In Tuesday's episode, Graig Meyer, coordinator of the Blue Ribbon Mentor-Advocate program in Chapel Hill-Carrboro city schools, talked about how difficult it can be to get low-income, primarily African American and Latino students to see that going to a four-year college is in their interest, as opposed to a two-year program that will get them to a paycheck faster. Or even to imagine going to college at all, with no family example to look to.

An article at Inside Higher Ed describes research that documents "educational segregation": the way in which educated people tend to flock together, leaving concentrations of the uneducated. This research "suggests that educationally selective migration is fundamentally altering America’s social geography, and that this change has consequences that we are only beginning to understand." If you're, say, an educated person in Chapel Hill, you can experience the benefits of this self-selection by walking down the hall of your office or up to a coffee shop and having a great conversation with a colleague: "When smart people cluster together, innovation occurs, productivity rises, and growth occurs." But the flip side of the this picture is bleak.
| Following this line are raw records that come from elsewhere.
PR #28, opened 2018-05-08
DM-14359: Fix data ID handling in ap_*

kfindeisen:
This PR cleans up the ingestion unit tests and guarantees that the pipeline driver always passes complete data IDs to `ApPipeTask`. It also removes use of `future` and other Python 2/3 compatibility code.

This PR must be merged after lsst/daf_persistence#93.

### DIFF
--- a/python/lsst/ap/verify/dataset.py
+++ b/python/lsst/ap/verify/dataset.py
@@ -21,10 +21,7 @@
 # along with this program.  If not, see <http://www.gnu.org/licenses/>.
 #
 
-from __future__ import absolute_import, division, print_function
-
 import os
-from future.utils import raise_from
 
 from lsst.daf.persistence import Butler
 import lsst.pex.exceptions as pexExcept
@@ -64,10 +61,9 @@ class Dataset(object):
         try:
             self._dataRootDir = getPackageDir(datasetPackage)
         except pexExcept.NotFoundError as e:
-            raise_from(
-                RuntimeError('Dataset %s requires the %s package, which has not been set up.'
-                             % (datasetId, datasetPackage)),
-                e)
+            error = 'Dataset %s requires the %s package, which has not been set up.' \
+                % (datasetId, datasetPackage)
+            raise RuntimeError(error) from e
         else:
             self._validatePackage()
 
--- a/python/lsst/ap/verify/pipeline_driver.py
+++ b/python/lsst/ap/verify/pipeline_driver.py
@@ -29,14 +29,11 @@ that a total pipeline failure still allows some measurements to be
 recovered.
 """
 
-from __future__ import absolute_import, division, print_function
-
 __all__ = ["ApPipeParser", "MeasurementStorageError", "runApPipe"]
 
 import argparse
 import os
 import re
-from future.utils import raise_from
 
 import json
 
@@ -103,9 +100,7 @@ def _updateMetrics(metadata, job):
                 taskJob = Job.deserialize(**json.load(f))
             job += taskJob
     except (IOError, TypeError) as e:
-        raise_from(
-            MeasurementStorageError('Task metadata could not be read; possible downstream bug'),
-            e)
+        raise MeasurementStorageError('Task metadata could not be read; possible downstream bug') from e
 
 
 def _process(pipeline, workspace, dataId, parallelization):
@@ -235,13 +230,9 @@ def _deStringDataId(dataId):
     dataId: `dict` from `str` to any
         The dataId to be cleaned up.
     '''
-    try:
-        basestring
-    except NameError:
-        basestring = str
     integer = re.compile('^\s*[+-]?\d+\s*$')
     for key, value in dataId.items():
-        if isinstance(value, basestring) and integer.match(value) is not None:
+        if isinstance(value, str) and integer.match(value) is not None:
             dataId[key] = int(value)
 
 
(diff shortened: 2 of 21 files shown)


python/lsst/ap/verify/dataset.py
```diff
@@ -64,10 +61,9 @@ def __init__(self, datasetId):
         try:
             self._dataRootDir = getPackageDir(datasetPackage)
         except pexExcept.NotFoundError as e:
-            raise_from(
-                RuntimeError('Dataset %s requires the %s package, which has not been set up.'
-                             % (datasetId, datasetPackage)),
-                e)
+            raise RuntimeError('Dataset %s requires the %s package, which has not been set up.'
+                               % (datasetId, datasetPackage)) \
+                from e
```
parejkoj: Ok, `raise from` is neat and I was not aware of it. Thanks for making me aware!

Although, why can't you just put the `from e` immediately after the parentheses, instead of on a new line?

python/lsst/ap/verify/pipeline_driver.py
```diff
@@ -225,6 +220,53 @@ def runApPipe(metricsJob, workspace, parsedCmdLine):
...
+        Butler identifier naming the data to be processed by the underlying
+        task(s).
+
+    Returns
+    -------
+    dataRefs : iterable of `lsst.daf.persistence.ButlerDataRef`
+        All data references compatible with ``dataId``. The references shall be fully expanded.
+    """
+    refSuperset = butler.subset(datasetType=datasetType, dataId=dataId)
+    return [ref for ref in refSuperset if _dataExists(butler=butler, dataRef=ref)]
```
parejkoj: Ah, yes, this bit of code. I wonder if we shouldn't lift this up into the butler itself, since I have my own versions of it floating around in jointcal (e.g. https://github.com/lsst/jointcal/blob/master/bin.src/plot_jointcal_results.py#L20 ), and I bet others do to.

python/lsst/ap/verify/pipeline_driver.py
```diff
@@ -225,6 +220,53 @@ def runApPipe(metricsJob, workspace, parsedCmdLine):
...
+        `True` if data exists, `False` otherwise.
+    """
+    subItems = dataRef.subItems()
+    if subItems:
+        for subDR in subItems:
+            if _dataExists(butler, subDR):
+                return True
+        return False
+    else:
+        return dataRef.datasetExists()
```
parejkoj: This is another bit of code that should probably live in the butler itself.

tests/test_ingestion.py
```diff
@@ -146,7 +144,6 @@ def testDefectIngest(self):
         self.assertTrue(butler.datasetExists('defects', dataId=IngestionTestSuite.defectDataId))
 
     @unittest.skip("Ingestion functions cannot handle empty file lists, see DM-13835")
-    @unittest.skip("Dataset enumeration requires specific data keys for date, filter, etc., see DM-12762")
```
parejkoj: Yay removing skips!

tests/test_ingestion.py
```diff
@@ -184,6 +178,16 @@ def testFindMatchingFiles(self):
...
+
+    Parameters
+    ----------
+    datasetType : `str`
+        The type of dataset to search for.
+
+    Notes
+    -----
+    .. warning::
+       Does not work for calib datasets, because they're not discoverable.
```
parejkoj: Good note. Does this deserve a ticket and TODO?

python/lsst/ap/verify/dataset.py
kfindeisen: Because then I'm splitting a constructor argument across multiple lines, yet putting part of the argument and external logic on the same line? It seems less readable to me, but I won't claim to be an expert on the arcane rules of Python indentation.

python/lsst/ap/verify/pipeline_driver.py
kfindeisen: TBH, this is a near-duplicate of some code in [`pipe.base.ArgumentParser`](https://github.com/lsst/pipe_base/blob/master/python/lsst/pipe/base/argumentParser.py#L162-L166). I considered factoring it out, but `pipe_base` isn't really a natural place for this functionality. Your suggestion is better, but we'd have to *create* a Butler utilities module first.

tests/test_ingestion.py
kfindeisen: See discussion on [#dm](https://lsstc.slack.com/archives/C2JPL2DGD/p1525816663000392). To me, it felt like a "that's not a bug, that's a feature" moment.

python/lsst/ap/verify/pipeline_driver.py
parejkoj: It figures that a couple years after killing off `daf_butlerUtils`, I end up resurrecting it...

Why can't it just live in the butler itself though? `butler.dataSetReallyExistsIPromise()`?

python/lsst/ap/verify/dataset.py
kfindeisen: Yes there are -- `flake8` complains like crazy unless I get the continuation indent *exactly* right.

python/lsst/ap/verify/pipeline_driver.py
kfindeisen: To me it seems like secondary functionality (beware cluttering the API with convenience methods, etc.).

Also, IIRC Butler 2 was specifically designed to not worry about existence checks, as an optimization or something (plus it can be useful to have references to data that don't exist at the time the reference is constructed).

parejkoj: Thanks for moving it into daf_persistence.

For every booming human capital hub, there are dozens of brain drain communities, and for these communities educational segregation can be disastrous. While brain drain is not exclusively a rural phenomenon, the picture is particularly bleak for rural America. In any given year, more than 6 percent of America’s non-metropolitan B.A. holders migrate to a metropolitan area. Economic growth has stalled in these brain drain communities. In the worst cases, communities are left with insufficient medical care and limited educational opportunities, as they find themselves unable to replace retiring small-town doctors and teachers. There’s no reason why college graduates need to be distributed equally across the United States. But deepening educational segregation closes off opportunities for people born into brain drain communities, creating new social and economic inequalities.


Breaking this self-perpetuating cycle is what Judge Howard Manning has been seeking to do in the long-standing Leandro case. When some school districts have far fewer resources than others, and with test scores to reflect it, who wants to teach there? who wants to live there?

Short of equalized state funding, which isn't likely to happen, I don't see a solution to this problem.